What is needed: Write every entry out again, exactly as given.

Dataset records:
———

PR #9050, opened 2023-02-13
[IOTDB-5474] Refactor DataNodeSchemaCache Structure

MarcosZyk:
### Motivation

The flattened cache structure, full path -> schema cache entry, is not efficient enough in terms of memory usage and request execution when encountering most iot scenarios, requests organized as device -> measurement -> data.

### Design

https://apache-iotdb.feishu.cn/docx/Ruz7d7wacoEVuRx9vnxcFeOxn0f

### Implementation

Implement ```DualKeyCache```, which support structure like, k1->k2->value. 

Refactor the Implementation of DataNodeSchemaCache based on ```DualKeyCache```.

### Test Results

1C1D, 8G memory

#### BM Test

bm config: 500 device; 1000 sensor/device; insertRecords; batch size 1; loop 50
before this pr: 20w points/s
this pr: 34w points/s

#### InsertRecords Scenario Simulation Test

 15000 device; 40 sensor/device

master: 110w lines/minute; 0.78 cache hit rate
this pr: 140w lines/minute; 0.98 cache hit rate


bigreybear (approved):
Highly abstracted design, and excellent solid implementation!
Only one trivial suggestion that it might be more clear if `cacheEntryManager` was named or commented  about second key manager of which it plays the role.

———

Result:
PR #9050, opened 2023-02-13
[IOTDB-5474] Refactor DataNodeSchemaCache Structure

MarcosZyk:
### Motivation

The flattened cache structure, full path -> schema cache entry, is not efficient enough in terms of memory usage and request execution when encountering most iot scenarios, requests organized as device -> measurement -> data.

### Design

https://apache-iotdb.feishu.cn/docx/Ruz7d7wacoEVuRx9vnxcFeOxn0f

### Implementation

Implement ```DualKeyCache```, which support structure like, k1->k2->value. 

Refactor the Implementation of DataNodeSchemaCache based on ```DualKeyCache```.

### Test Results

1C1D, 8G memory

#### BM Test

bm config: 500 device; 1000 sensor/device; insertRecords; batch size 1; loop 50
before this pr: 20w points/s
this pr: 34w points/s

#### InsertRecords Scenario Simulation Test

 15000 device; 40 sensor/device

master: 110w lines/minute; 0.78 cache hit rate
this pr: 140w lines/minute; 0.98 cache hit rate


bigreybear (approved):
Highly abstracted design, and excellent solid implementation!
Only one trivial suggestion that it might be more clear if `cacheEntryManager` was named or commented  about second key manager of which it plays the role.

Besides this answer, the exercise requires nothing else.